3. Mettre la qualité au cœur du système de santé. Comment ?
 
  • en allant vers une limitation progressive la part de financement à l’activité (T2A) et à l’acte, pour qu’elle ne représente pas plus de 50% des modes de financement de l'hôpital.
     
  • en créant des ffinancements au forfait pour la prise en charge du diabète et de l’insuffisance rénale à l’hôpital dès 2019. Ils seront élargis à partir de 2020 à d’autres pathologies.
     
  • en évaluant la qualité des soins à partir de l’expérience des patients.
     
  • en remettant le soignant au cœur de l’organisation, notamment par l’élargissement des compétences de la commission médicale d’établissement pour renforcer la participation des médecins au pilotage des hôpitaux.

Pourquoi ?

  • Grâce au dévouement des professionnels de santé : notre système de système de soins est l’un des plus performants au monde. Il est "notre force et notre fierté", a précisé le Président de la République lors de la présentation de la nouvelle stratégie de transformation du système de santé.

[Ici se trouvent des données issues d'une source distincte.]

PR #1059, opened 2022-03-14
Converge ZTP and Metal3 flows

dtantsur:


enhancements/baremetal/ztp-metal3.md
```diff
@@ -0,0 +1,221 @@
...
+- In the *live ISO* flow, it is not possible to notify Ironic (and thus
+  baremetal-operator) when the actual installation finishes. From the
+  perspective of Metal3 components, the installation is done once the ISO is
+  connected. As a result, Ironic cannot disconnect the ISO from the machine's
+  BMC, nor can it update the BMC's boot device settings properly.
+- The *live ISO* flow disables Ironic *inspection* process and has to simulate
+  it via the assisted components. This creates an unnessesary coupling between
+  the assisted service and the baremetal-operator's hardware inventory format
+  (which, in turn, is derived from the Ironic's inventory format).
+- The *standard* flow is highly extensible via the
```
romfreiman, line 53: can u explain what does it mean? what extensibility?

dtantsur: I definitely can, but it will be a dive into Ironic's features, and I wonder if it's beneficial for this enhancement? I'm referring here to the ability for us to plug additional code in pretty much any stage of the provisioning through a custom agent plugin.

enhancements/baremetal/ztp-metal3.md
```diff
@@ -0,0 +1,239 @@
...
+- Some features, namely firmware and RAID configuration, require using the
+  Ironic agent, which is not present in the *live ISO* flow.
+- Supporting (i)PXE boot with the *live ISO* flow requires creating new API
+  in baremetal-operator specifically for this purpose.
+- In the *live ISO* flow, it is not possible to notify Ironic (and thus
+  baremetal-operator) when the actual installation finishes. From the
+  perspective of Metal3 components, the installation is done once the ISO is
+  connected. As a result, Ironic cannot disconnect the ISO from the machine's
+  BMC, nor can it update the BMC's boot device settings properly.
+- The *live ISO* flow disables Ironic *inspection* process and has to simulate
```
flaper87, line 49: To me, the motivation is more along the lines of unifying the inspection step rather than the fact that Assisted Service has one. The way this is phrased makes it sound like assisted created its own inspection process, despite there being one. In truth, assisted already had an inspection step, which is now being used for the ZTP flow.

The motivation for the above is that there was already a way to disable inspection in ZTP and not one in the assisted agent.

This distinction is important because I don't think the AI inspection step will be disabled, as it populates the internal data used for validations. What will happen is that the baremetal operator will use Ironic's inspection data and AI will use the assisted agent one. This could be done today but it's just slower for the user because the two agents need to be booted separtedly.

enhancements/baremetal/ztp-metal3.md
```diff
@@ -0,0 +1,239 @@
...
+  assisted service's `InfraEnv` resources, when they are present for the given
+  `BareMetalHost`.
+- When `InfraEnv` resources are present, the generated images will contain
+  Ignition configuration for both agents. The Ironic agent will be started
+  automatically and handle coordination with Ironic and baremetal-operator.
+- [Ironic agent][ironic-agent] currently contains a custom deployment plugin
+  (*custom deploy method* in baremetal-operator terms, *custom deploy step* in
+  Ironic terms) that invokes `coreos-installer` for the image installation.
+  A new custom deploy method `install_assisted` will be added to start the
+  assisted agent at the right moment.
```
flaper87, line 81: MAy be worth mentioning that Ironic will disable AIA's systems service as part of the ignition customization.

enhancements/baremetal/ztp-metal3.md
```diff
@@ -0,0 +1,239 @@
...
+  the Ironic agent configuration. Short-term, we'll probably document this
+  as a known issue. Long-term, we may need to update `InfraEnv` with a new
+  field.
+
+## Design Details
+
+### Open Questions
+
+- We are going to put the user's pull secret directly to the `InfraEnv`
+  resources as part of the Ignition override. Is it acceptable?
```
flaper87, line 156: Can you elaborate on who is `we` here? Do you mean that ICC will be injecting the PS?

The pullSecret is already requested as part of the ZTP flow, so what you are describing here is not a new thing.

enhancements/baremetal/ztp-metal3.md
```diff
@@ -0,0 +1,239 @@
...
+### Non-Goals
+
+- Converging two agent implementations (Ironic and assisted) into a single one.
+- Making assisted components mandatory for all bare-metal deployments.
+
+## Proposal
+
+- Building CoreOS images for the *standard* flow is handled by
+  [image-customization-controller][icc] (ICC). It will be updated to use the
+  assisted service's `InfraEnv` resources, when they are present for the given
```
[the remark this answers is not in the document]
dtantsur: I think I mention it below in more details.

enhancements/baremetal/ztp-metal3.md
```diff
@@ -0,0 +1,239 @@
...
+  `BareMetalHost`.
```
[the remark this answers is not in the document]
dtantsur: An optional dependency.

enhancements/baremetal/ztp-metal3.md
```diff
@@ -0,0 +1,239 @@
...
+Image:
+  URL: url/of/assisted/agent.iso
+  DiskFormat: live-iso
+```
+
+The new process will be instead triggered by:
+
+```yaml
+CustomDeploy:
+  Method: install_assisted
```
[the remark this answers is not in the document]
dtantsur: This string comes from Ironic, not from kubernetes, and fits its standard, as well as the pre-existing `install_coreos` step.

enhancements/baremetal/ztp-metal3.md
```diff
@@ -0,0 +1,239 @@
...
+Currently, the installation is initiated by applying the following change to
+the `BareMetalHost`'s spec:
+
+```yaml
+Image:
+  URL: url/of/assisted/agent.iso
+  DiskFormat: live-iso
+```
+
+The new process will be instead triggered by:
```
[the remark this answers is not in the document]
dtantsur: I *think* it's the user. @flaper87?

enhancements/baremetal/ztp-metal3.md
```diff
@@ -0,0 +1,239 @@
...
+  resources as part of the Ignition override. Is it acceptable?
+- Is there a chance of version mismatch between the CoreOS `initrd` from the
+  assisted service and the root filesystem provided by
+  [coreos-downloader][coreos-downloader]?
+
+### Test Plan
+
+The feature will be covered by the existing ZTP e2e tests.
+
+### Graduation Criteria
```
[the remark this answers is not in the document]
dtantsur: All I can write here is "GA" since there is no staging possible or planned.

enhancements/baremetal/ztp-metal3.md
```diff
@@ -0,0 +1,239 @@
...
+For the new flow to apply, it must be explicitly requested through the
+`BareMetalHost` API. Otherwise, the old flow is used.
+
+There are no plans to remove the code that supports the *live ISO* flow from
+Ironic, Metal3 or OpenShift.
+
+### Version Skew Strategy
+
+The image-customization-controller will need to be updated before the new flow
+will be usable.
```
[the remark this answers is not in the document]
dtantsur: I think so. Given that ZTP releases trail OCP releases (and are tied to them), it should not be a big problem.

enhancements/baremetal/ztp-metal3.md
```diff
@@ -0,0 +1,239 @@
...
+
+- [Updated image building
+  process](https://github.com/openshift/image-customization-controller/pull/42)
+- [Ironic agent
+  plugin](https://github.com/openshift/ironic-agent-image/pull/40)
+
+## Drawbacks
+
+- The converged flow is more complex than each of the old flows.
+- The image-customization-controller becomes aware of the assisted-service API.
```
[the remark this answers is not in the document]
dtantsur: It's not coupling, the dependency is optional.

enhancements/baremetal/ztp-metal3.md
```diff
@@ -0,0 +1,239 @@
...
+N/A
+
+#### Removing a deprecated feature
+
+N/A
+
+### Upgrade / Downgrade Strategy
+
+This change does not introduce new resources, so upgrading or downgrading them
+is not a concern.
```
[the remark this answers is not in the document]
dtantsur: The linkage is via labels, which are already set (by BMAC or a user - Flavio may know that).

enhancements/baremetal/ztp-metal3.md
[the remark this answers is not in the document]
flaper87: BMAC will set this, so assisted service

enhancements/baremetal/ztp-metal3.md
```diff
@@ -0,0 +1,249 @@
...
+- [Updated image building
+  process](https://github.com/openshift/image-customization-controller/pull/42)
+- [Ironic agent
+  plugin](https://github.com/openshift/ironic-agent-image/pull/40)
+
+## Drawbacks
+
+- The converged flow is more complex than each of the old flows.
+- The image-customization-controller becomes aware of (although does not
+  require) the assisted-service API.
```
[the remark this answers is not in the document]
dhellmann: "assisted-service API" means something specific elsewhere, so I threw me off to see it phrased that way here. "ZTP API" or "InfraEnv" seem less confusing in context here.

enhancements/baremetal/ztp-metal3.md
```diff
@@ -0,0 +1,239 @@
...
+### Implementation Details/Notes/Constraints
+
+#### Image building
+
+ICC will follow different code paths depending on whether the `BareMetalHost`
+has the `infraenvs.agent-install.openshift.io` annotation linking it to an
+`InfraEnv` resource. In both cases it will generate an Ignition configuration
+to start and configure the Ironic agent. In the ZTP case, the corresponding
+`InfraEnv` will be updated with the generated Ignition configuration (merging
+it with any user-provided configuration).
```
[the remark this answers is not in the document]
dhellmann: Right, so what I would expect to see is some way for some ZTP component to indicate to ICC that it needs to do something other than the default behavior, without anything that is tightly coupled to ZTP being baked into ICC. Is there some way to pass data from ZTP to ICC in a way that ICC can include it in the image, for example?

OR is this a step on a path to making this coordinated behavior the new default for ICC? If that's the case, then saying it in the design sets a different context for reviewing the proposed changes.

enhancements/baremetal/ztp-metal3.md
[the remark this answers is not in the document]
zaneb: I assume we're excluding the upgrade impacts on the BMAC from this enhancement?

enhancements/baremetal/ztp-metal3.md
```diff
@@ -0,0 +1,249 @@
...
+## Drawbacks
+
+- The converged flow is more complex than each of the old flows.
+- The image-customization-controller becomes aware of (although does not
+  require) the assisted-service API.
+
+## Alternatives
+
+- Keep both flows separate, implement all required feature twice.
+
```
zaneb, line 239: An alternative we discussed is for the ICC to retrieve the Ignition from assisted-service and build the image including the IPA config itself, instead of the passing the IPA config to assisted-service and having that assisted-image-service build the image.

(A drawback to this is that minimal ISO support has not yet been added to ICC.)

enhancements/baremetal/ztp-metal3.md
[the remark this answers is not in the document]
dtantsur: > what I would expect to see is some way for some ZTP component to indicate to ICC that it needs to do something other than the default behavior

That's what we do. ICC uses a label on PreprovisioningImage (which is copied from a label on BareMetalHost) to decide to follow the alternative path.

> Is there some way to pass data from ZTP to ICC in a way that ICC can include it in the image, for example?

Doing this will require the data to go through baremetal-operator, which is an upstream project that is not specific to OpenShift (unlike ICC).

> OR is this a step on a path to making this coordinated behavior the new default for ICC?

No, the default behavior will still be using Ironic only and building the image ourself. I think we'll end up with 2 paths for the time being.

enhancements/baremetal/ztp-metal3.md
```diff
@@ -0,0 +1,249 @@
...
+### Goals
+
+- ZTP follows the *standard* Metal3 flow instead of *live ISO*.
+- (i)PXE boot, firwmare and RAID settings work for ZTP without introducing
+  special API in Metal3 components.
+
+### Non-Goals
+
+- Converging two agent implementations (Ironic and assisted) into a single one.
+- Making assisted components mandatory for all bare-metal deployments.
```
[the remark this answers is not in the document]
dtantsur: Yeah, but we don't have anti-goals, so I've put it here to prevent people from asking :)

enhancements/baremetal/ztp-metal3.md
```diff
@@ -0,0 +1,249 @@
...
+  as a known issue. Long-term, we may need to update `InfraEnv` with a new
+  field.
+
+## Design Details
+
+### Open Questions
+
+- ICC will store the user's pull secret directly to the Ignition override
+  field the `InfraEnv` resource (as a base64 encoded text, not as a reference
+  to secret). Is it acceptable?
```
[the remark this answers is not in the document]
dtantsur: I suspect assisted does it in code. Since it does not understand what our Ignition is doing, it has no way to inject it there.

Maybe we can start the ironic agent in a way that reuses the secret. But it would mean coupling our code with the way the assisted agent is started. Dunno. @flaper87?

enhancements/baremetal/ztp-metal3.md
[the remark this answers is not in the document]
dtantsur: At the very least, someone else will have to write it. I don't understand BMAC even remotely well enough.

romfreiman:
Somewhere we have to state that the firmware update path will 'break' discovery flow by first updating the firmware and only then go through validations. It's sub-optimal, but might make (some) sense in ZTP

enhancements/baremetal/ztp-metal3.md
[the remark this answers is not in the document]
dhellmann: I'm trying to get you to be more precise in the wording. "assisted-service API" usually means the REST API, but that doesn't seem to be the case in this instance. If it is just the InfraEnv, say that. If it is the InfraEnv plus other CRDs, list them or mention the operator that owns them.

enhancements/baremetal/ztp-metal3.md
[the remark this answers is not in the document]
dhellmann: And if the label is present but the CRD is not installed?

enhancements/baremetal/ztp-metal3.md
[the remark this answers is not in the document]
dhellmann: > The API here is really the PreprovisioningImage CRD, and it is internal to Metal³. The BMO creates the resource and retrieves the image URL from it.
> ICC is our OpenShift-specific controller for PreprovisioningImage. As such, it is the right place to be putting logic about other OpenShift-specific features, such as ZTP. Since the CRD is defined by Metal³, the only way to provide additional information (other than having it try to call in to services that may or may not exist) is via an annotation.
> This actually works out quite well because ZTP already annotates the BMHs, and Metal³ can copy that annotation to the PreprovisioningImage to make determining when to use ZTP highly efficient.

There are 2 ways to treat an API like that: separate controllers handle separate instances (like Machine, or Ingress, or storage classes) or one controller incorporates multiple sets of logic (as is proposed here). I'm suggesting that building logic into a core OCP component to know about a layered product (ZTP) introduces an unnecessary level of coupling between the layers.

enhancements/baremetal/ztp-metal3.md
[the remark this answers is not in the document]
zaneb: assisted-service passes it in the file `/root/.docker/config.json` (which is where `podman login` would save it): https://github.com/openshift/assisted-service/blob/master/internal/ignition/ignition.go#L240-L248
i-c-c passes it in the file `/etc/authfile.json`: https://github.com/openshift/image-customization-controller/blob/main/pkg/ignition/service_config.go#L58-L62
All we have to do is use the same file for both.

enhancements/baremetal/ztp-metal3.md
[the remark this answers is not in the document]
zaneb: Why would a user add an annotation pointing to an InfraEnv on a Host in a cluster that is not running ZTP and has no InfraEnv CRD?
There's no way that any API anywhere can reliably guess what the user meant when they provide garbage input. All we can do is keep attempting to eventually converge, and report any errors in a way that will hopefully make sense to the user.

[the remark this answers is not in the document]
dhellmann: Users do all sorts of crazy things. The controller needs to be able to cope with that case by not crashing, at the very least.

enhancements/baremetal/ztp-metal3.md
avishayt: AIA == Assisted Installer Agent

enhancements/baremetal/ztp-metal3.md
```diff
@@ -0,0 +1,249 @@
...
+  A new custom deploy method `install_assisted` will be added to start the
+  assisted agent at the right moment.
+- The assisted service will stop explicitly disabling *inspection* on
+  `BareMetalHost`s it manages, will start using a different process based
+  on the  new `install_assisted` deploy method and stop rebooting the machine
+  in the end of the process.
+
+### User Stories
+
+N/A (this change itself does not add new user stories)
```
avishayt, line 94: Users wanting firmware/RAID with ZTP?

enhancements/baremetal/ztp-metal3.md
```diff
@@ -0,0 +1,249 @@
...
+
+All required API extensions are already present.
+
+### Implementation Details/Notes/Constraints
+
+#### Image building
+
+ICC will follow different code paths depending on whether the `BareMetalHost`
+has the `infraenvs.agent-install.openshift.io` annotation linking it to an
+`InfraEnv` resource. In both cases it will generate an Ignition configuration
```
avishayt, line 106: Do we need some coordination here between ICC and BMAC when an InfraEnv is updated?

enhancements/baremetal/ztp-metal3.md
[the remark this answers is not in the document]
dtantsur: > And if the label is present but the CRD is not installed?

I think it will be a normal error propagated through `PreprovisioningImage`, but I can double-check.

enhancements/baremetal/ztp-metal3.md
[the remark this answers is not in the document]
flaper87: What @zaneb said! Assisted passes the PS as part of the image itself. We need to make sure to use the same for both.

enhancements/baremetal/ztp-metal3.md
flaper87: > Do we need some coordination here between ICC and BMAC when an InfraEnv is updated?

Ideally, with this work, BMAC should be able to stop syncing the BMH with the `InfraEnv` and the `Agent`. This means, the agent inspection will only be used by AI (instead of it being propagated to the BMH). The InfraEnv URL will be read by ICC.

Finally, we will likely stop setting the `baremetalhost.metal3.io/detached` annotation. At the very least, we would set it if and only if the deployment succeeded but I don't think we will need to set this annotation anymore

enhancements/baremetal/ztp-metal3.md
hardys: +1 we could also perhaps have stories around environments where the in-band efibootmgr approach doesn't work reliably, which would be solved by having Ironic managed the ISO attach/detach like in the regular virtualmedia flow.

    La France a la deuxième espérance de vie la plus élevée au monde et le reste à charge pour les ménages est le plus faible du monde (moins de 8% du coût des soins), grâce à un haut niveau de couverture.
     
  • Conçu il y a 60 ans notre système de santé est fragilisé par des tensions en terme d’accès aux soins, de conditions d’exercice et financières. Il faut mieux répondre aux besoins de santé des patients, en plaçant la prévention et la qualité au cœur de notre système.
 
  • Ces tensions se répercutent sur les patients (difficulté à trouver un médecin rapidement, attente interminable aux urgences, soins de qualité et de pertinence inégales.)
     
  • Les soignants sont quant à eux confrontés à un sentiment de perte de sens,une impression de n’avoir pas le temps pour l’essentiel et un manque de perspective d’évolution de carrière.